According to the correspondence, Hill said Ripple and Stellar were “bad for the ecosystem we are building,” and that backing them could undermine Blockstream’s strategic direction.
However, attorney Bill Morgan propounded that the email “implicating Epstein’s desire to harm Ripple and by extension XRP/XRPL” came years before the US watchdog started its query into the stablecoin issuer, between April and June 2018.
“The SEC investigation did not commence until sometime between April and June 2018, just before or about the time of the ethereum free pass speech of Bill Hinman,” Morgan explained.
Morgan also referenced another disclosed email between Epstein and former SEC chair Gensler in May 2018, which Cryptopolitan covered earlier this week. The message allegedly noted Gensler’s links to Elizabeth Warren and an anti-crypto faction within Democratic circles, but did not provide any LINK between Epstein and Hill’s messages and the probe into Ripple six years later.
Ripple’s former chief technology officer, David Schwartz, said the 2014 email is only a small part of the opposition the crypto company faced. Schwartz suggested the correspondence is just the tip of a giant iceberg.”
The sad part is, we really are all in this together and this kind of attitude hurts everyone in the space.
— David 'JoelKatz' Schwartz (@JoelKatz) January 31, 2026
He wrote on X that the email showed Austin Hill telling Epstein that support for Ripple or stellar made someone an adversary. The sad part is, we really are all in this together, and this kind of attitude hurts everyone in the space,” Schwartz wrote on X.

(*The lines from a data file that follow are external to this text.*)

PR #93, opened 2015-07-13
Use updateAttributes instead of saving whole model

kraman:
Connect to strongloop-internal/scrum-nodeops#677

### DIFF
--- a/server/models/service-instance.js
+++ b/server/models/service-instance.js
@@ -122,14 +122,15 @@ module.exports = function extendServiceInstance(ServiceInstance) {
         return callback(Error(
           fmt('Instance with ID %s not found', instanceId)));
 
+      var updates = {};
       if (instInfo.master && instInfo.master.setSize) {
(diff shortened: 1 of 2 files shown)


rmg:
The whitespace in the last hunk of the diff looks a little weird, but otherwise LGTM.

sam-github:
LGTM

server/models/service-instance.js
```diff
@@ -140,9 +141,9 @@ module.exports = function extendServiceInstance(ServiceInstance) {
       if (!instance)
         return callback(Error(fmt('Instance with ID %s not found', instanceId
           )));
-
-      instance.applicationName = instInfo.appName;
-      return instance.save(callback);
+      return instance.updateAttributes(
+        {applicationName: instInfo.appName}, callback
```
rmg: Now that I'm not on my phone.. this is the line split that looked odd to me. But it's just whitespace, so I can always fix it myself later if I really want to :-)

PR #94, opened 2015-07-14
Undoc SCALE option for service create

kraman:
Connect to strongloop-internal/scrum-nodeops#776


rmg:
Commit message doesn't say why this is being done... too confusing to users?

Otherwise, LGTM.

PR #96, opened 2015-07-17
meshctl: report server name in info output

sam-github:
Allows strong-pm and strong-central to be distinguished by the info
command.

connected to strongloop-internal/scrum-nodeops#805


kraman:
LGTM

PR #97, opened 2015-07-17
Add executor destroy hooks

kraman:
Connect to strongloop-internal/scrum-nodeops#800


sam-github:
does package.json need a minor version bump?

LGTM

kraman:
It should not, the default service-manager.js which the PM and Central inherit from contains a no-op method which will be run if not customized.

PR #98, opened 2015-07-17
Bug 808

kraman:
Connect to strongloop-internal/scrum-nodeops#808


sam-github:
This is because in central, a deployment may never have been given to a driver - unlike pm, where a deployment is immediately handed off to a driver?

LGTM

kraman:
@sam-github its because this information is only available after a supervisor been started for that instance atleast once.

PR #101, opened 2015-08-01
meshctl: order status list by service ID

sam-github:
printServiceStatus() was being called in order of service ID, but since
it makes an async call to a REST API, the actual order of services
depended on the order in which the HTTP calls came back, which is
somewhat random.


kraman:
Dont see you ordering the list by Id. Is having `async.eachSeries` enough?

kraman:
Code change itself LGTM but have not verified ordering.

sam-github:
The services are always returned ordered: https://github.com/strongloop/strong-mesh-models/blob/master/client/client.js#L146

PR #978, opened 2023-06-14
array: add macro to define qsort cmp function

mtomaschewski:
Add macro to define qsort element compare wrapper in favour
of a nested wrapper inside the array qsort function to avoid
executable stack requirements.


cfconrad (approved):
LGTM, Thx

PR #979, opened 2023-06-15
 arp: Improve error handling and default settings 

cfconrad:
* Read probe and notify settings from config file
* Retry arp verify/notify on ENOBUFS
* Unify arp verify/notify in autoip4, dhcp4 and static-ip
* client: allow interval as range for `wicked arp verify`


mtomaschewski (approved):
LGTM, thanks!

PR #982, opened 2023-07-03
ifconfig: fix arp notify loop (boo#1212806) and burst sending

cfconrad:
* fix the regression [boo#1212806](https://bugzilla.suse.com/show_bug.cgi?id=1212806) introduced with https://github.com/openSUSE/wicked/pull/979 
 * fix the burst sending of max 256 arp verify/notify messages
 * config value of `<arp><verify|notify><count>` need to be greater then `0`


mtomaschewski (approved):
OK, I've retested the cases I've had in my mind and it LGTM. Thanks!

PR #985, opened 2023-10-09
system-updater: Parse updater format from XML configuration to ensure install calls can run.

boomer41:
In ni_system_updaters_init(), the updater's format is set by using ni_updater_format_type(ex->format). This in turn is used by ni_system_updater_generic_leaseinfo_create(), which is called by ni_system_updater_generic_install_call(). As ex->format is never actually set, ni_system_updater_generic_leaseinfo_create will always fail with an unknown format error and the install call is never executed.

### DIFF
--- a/src/appconfig.c
+++ b/src/appconfig.c
@@ -2025,6 +2025,7 @@ ni_config_parse_system_updater(ni_extension_t **list, xml_node_t *node)
 {
 	ni_extension_t *ex, *old;
 	const char *name;
+	const char *format;
 
 	ni_assert(list && node);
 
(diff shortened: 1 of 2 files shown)


src/appconfig.c
```diff
@@ -2025,6 +2025,7 @@ ni_config_parse_system_updater(ni_extension_t **list, xml_node_t *node)
 {
 	ni_extension_t *ex, *old;
 	const char *name;
+    const char *format;
```
mtomaschewski, line 2028:
```suggestion
	const char *format;
```

mtomaschewski (changes requested):
Please fix the indenting.

mtomaschewski:
This is obviously a **regression** in **version-0.6.71..version-0.6.72**.

src/appconfig.c
boomer41: Sorry, forgot to change that one to tabs. Fixed with new commit.

mtomaschewski (approved):
Thanks!!

boomer41:
> This is obviously a **regression** in **version-0.6.71..version-0.6.72**.

This is our observation as well.
v0.6.69 worked, and the current version for openSUSE 15.4 (v0.6.72) doesn't work.

mtomaschewski:
> This is our observation as well. v0.6.69 worked, and the current version for openSUSE 15.4 (v0.6.73) doesn't work.

I assume, you're using a custom updater instead of netconfig as netconfig is not using `install`+`remove` actions,
but `batch` (already SLE-12-SP2 has it).

boomer41:
> I assume, you're using a custom updater instead of netconfig as netconfig is not using `install`+`remove` actions, but `batch` (already SLE-12-SP2 has it).

Yes, we're running our custom scripts using install/remove actions, which weren't called anymore after the update.

PR #989, opened 2023-11-01
duid: fix comment for v6time

bytesbymike:
v6time is seconds since midnight (UTC), January 1, 2000, modulo 2^32. The value is generated correctly but the comment refers to 2001 instead of 2000.


mtomaschewski (approved):
Thanks!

Crypto exchanges’ XRP delisting caused a massive selloff
When Coinbase halted XRP trading in January 2021 after the SEC filed a complaint against Ripple, several other platforms, including Crypto.com and OKCoin, followed suit. One X user, who claimed to have joined Coinbase during its debut days, said Coinbase removed XRP transaction data from South Korean markets when prices on those venues were reportedly higher.
The user wrote that XRP had surpassed Ethereum as the second-largest crypto by market value. They claimed the data removal made XRP appear to fall sharply. According to the post, a panic-selling phase for the token helped Ether regain the number two position, leaving XRP in third place by a wide margin.
These claims are unverified, and Coinbase has not publicly addressed the specific allegations about the Korean market data. The exchange insisted the reason for suspending XRP was because of the regulatory concerns it had been facing from the SEC.
According to the Washington Post, Epstein still held his Coinbase stake in 2017, which was later confirmed by the Justice Department. A January 2018 email revealed that Stephens at Blockchain Capital offered to purchase half the holding.
In February 2018, Epstein sold half his Coinbase stake and received $15 million. That amount is ten times what he paid for that portion in 2014, as confirmed by Blockchain Capital.